Driving forces for Ag-induced periodic faceting of vicinal Cu(111)

TL;DR

This paper investigates how submonolayer silver adsorption induces periodic faceting on vicinal Cu(111), revealing the atomic-scale driving forces and tunable stripe widths that align with elastic theory predictions.

Contribution

It demonstrates the atomic-scale matching mechanism driving Ag-induced faceting and shows how stripe widths can be smoothly tuned, providing experimental validation for elastic theories.

Findings

Ag adsorption induces periodic faceting with alternating Ag-covered and clean Cu stripes.

Stripe widths can be tuned from 3 to 30 nm by adjusting Ag coverage.

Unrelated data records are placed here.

PR #235, opened 2021-08-24
fix: 🧪 DeepRequire

Beraliv:
Make `DeepRequire` as recursive `Require` without removing `null` and `undefined` unexpectedly

For removing `null` and `undefined` `DeepNonNullable` can be used

### DIFF
--- a/test/index.ts
+++ b/test/index.ts
@@ -541,71 +541,94 @@ function testDeepNonNullable() {
 
 function testDeepRequire() {
   type cases = [
-    Assert<IsExact<DeepRequired<number | null | undefined>, number>>,
-    Assert<IsExact<DeepRequired<string | null | undefined>, string>>,
-    Assert<IsExact<DeepRequired<boolean | null | undefined>, boolean>>,
-    Assert<IsExact<DeepRequired<bigint | null | undefined>, bigint>>,
-    Assert<IsExact<DeepRequired<symbol | null | undefined>, symbol>>,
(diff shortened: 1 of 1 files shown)


test/index.ts
```diff
@@ -541,71 +541,94 @@ function testDeepNonNullable() {
...
-    Assert<IsExact<DeepRequired<boolean | null | undefined>, boolean>>,
-    Assert<IsExact<DeepRequired<bigint | null | undefined>, bigint>>,
-    Assert<IsExact<DeepRequired<symbol | null | undefined>, symbol>>,
-    Assert<IsExact<DeepRequired<undefined | null>, never>>,
-    Assert<IsExact<DeepRequired<Function | null | undefined>, Function>>,
-    Assert<IsExact<DeepRequired<Date | null | undefined>, Date>>,
-    Assert<IsExact<DeepRequired<Error | null | undefined>, Error>>,
-    Assert<IsExact<DeepRequired<RegExp | null | undefined>, RegExp>>,
-    Assert<IsExact<DeepRequired<Map<string | null | undefined, boolean | null | undefined>>, Map<string, boolean>>>,
+    Assert<IsExact<DeepRequired<number | null | undefined>, number | null | undefined>>,
```
Beraliv, line 544: The tests are broken from the first commit

You can see that all of the test cases are not valid now – https://github.com/krzkaczor/ts-essentials/runs/3415539355

It will be fixed with the next commit

PR #242, opened 2021-08-28
fix: 🧪 StrictOmit

Beraliv:
1. Allow only objects to be used in `StrictOmit`
2. `StrictOmit` returns `never` for arrays and tuples

### DIFF
--- a/.changeset/long-bears-fetch.md
+++ b/.changeset/long-bears-fetch.md
@@ -1,0 +1,5 @@
+---
+"ts-essentials": patch
+---
+
+Allow objects to be used in `StrictOmit`
--- a/.changeset/long-bears-fetch.md
+++ b/.changeset/long-bears-fetch.md
@@ -2,4 +2,4 @@
 "ts-essentials": patch
 ---
 
-Allow objects to be used in `StrictOmit`
+Allow only objects to be used in `StrictOmit`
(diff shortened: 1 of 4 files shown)


krzkaczor (approved):

ifeltsweet:
This for some reason breaks intersection types in some cases:

```
type A = { foo: any };
type StrictA<T extends A> = StrictOmit<T, 'foo'> & { foo: string };

function makeStrict<T extends A>(thing: T): StrictA<T> {
  return thing; // Type 'A' is not assignable to type 'StrictOmit<T, "foo">'
}
```

The error here is strange, for some reason, it ignores the intersection completely.

I'm not entirely sure if my example is 100% valid, but this pattern works with normal `Omit` so it's a little strange why it does not work with `StrictOmit`. It also works fine with `Merge`.

Beraliv:
> This for some reason breaks intersection types in some cases:
> 
> ```ts
> type A = { foo: any };
> type StrictA<T extends A> = StrictOmit<T, 'foo'> & { foo: string };
> 
> function makeStrict<T extends A>(thing: T): StrictA<T> {
>   return thing; // Type 'A' is not assignable to type 'StrictOmit<T, "foo">'
> }
> ```
> 
> The error here is strange, for some reason, it ignores the intersection completely.
> 
> I'm not entirely sure if my example is 100% valid, but this pattern works with normal `Omit` so it's a little strange why it does not work with `StrictOmit`. It also works fine with `Merge`.

Thanks for raising the problem!

I will check it later

Beraliv:
Sorry for postponing the answer, I will check it probably on Wednesday

PR #246, opened 2021-08-28
Add isExact with basic tests

krzkaczor:
Closes: https://github.com/krzkaczor/ts-essentials/issues/222

### DIFF
--- a/lib/functions.ts
+++ b/lib/functions.ts
@@ -14,6 +14,6 @@ export function assert(condition: any, msg: string = "no additional info provide
 
 export function noop(..._args: unknown[]): void {}
 
-export function isExact<T, EXACT_SHAPE>(x: Exact<T, EXACT_SHAPE>): EXACT_SHAPE {
+export const isExact = <ExpectedShape>() => <ActualShape>(x: Exact<ActualShape, ExpectedShape>): ExpectedShape => {
   return x;
-}
+};
--- a/lib/functions.ts
+++ b/lib/functions.ts
@@ -1,3 +1,5 @@
+import { Exact } from "./types";
+
 export class UnreachableCaseError extends Error {
   constructor(value: never) {
     super(`Unreachable case: ${value}`);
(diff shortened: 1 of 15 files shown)


test/index.ts
```diff
@@ -1201,3 +1202,26 @@ function testIsTuple() {
...
+  isExact<typeof abc, BC>(abc);
+
+  // BC is exactly BC
+  isExact<typeof bc, BC>(bc);
+  // @ts-expect-error BC2 is not exactly BC (C has different type)
+  isExact<typeof bc2, BC>(bc2);
+
+  // @ts-expect-error C is not exactly BC (missing property B)
+  isExact<typeof c, BC>(c);
+}
```
Beraliv, line 1227: wdyt about test cases with `as const`?

example: https://github.com/krzkaczor/ts-essentials/pull/247

lib/functions.ts
```diff
@@ -11,3 +13,7 @@ export function assert(condition: any, msg: string = "no additional info provide
 }
 
 export function noop(..._args: unknown[]): void {}
+
+export function isExact<T, EXACT_SHAPE>(x: Exact<T, EXACT_SHAPE>): EXACT_SHAPE {
+  return x;
+}
```
Beraliv, line 19: I found one workaround which help get rid of `typeof obj`: we create curried version of the function, but use only the first generic type (second will be inferred automatically) – https://github.com/krzkaczor/ts-essentials/pull/248

If I find something else, I will let you know

Feel free to merge or to close it

test/index.ts
Beraliv: Done here ✅ thanks for merging

lib/functions.ts
Beraliv: Merged too ✅

Beraliv (approved):
LGTM 🚀

Beraliv:
@krzkaczor LGTM, you can merge it 🚀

Experimental results support elastic theory predictions of stripe formation.

Abstract

Adsorption of submonolayer amounts of Ag on vicinal Cu(111) induces periodic faceting. The equilibrium structure is characterized by Ag-covered facets that alternate with clean Cu stripes. In the atomic scale, the driving force is the matching of Ag(111)-like packed rows with Cu(111) terraces underneath. This determines the preference for the facet orientation and the evolution of different phases as a function of coverage. Both Cu and Ag stripe widths can be varied smoothly in the 3-30 nm range by tuning Ag coverage, allowing to test theoretical predictions of elastic theories.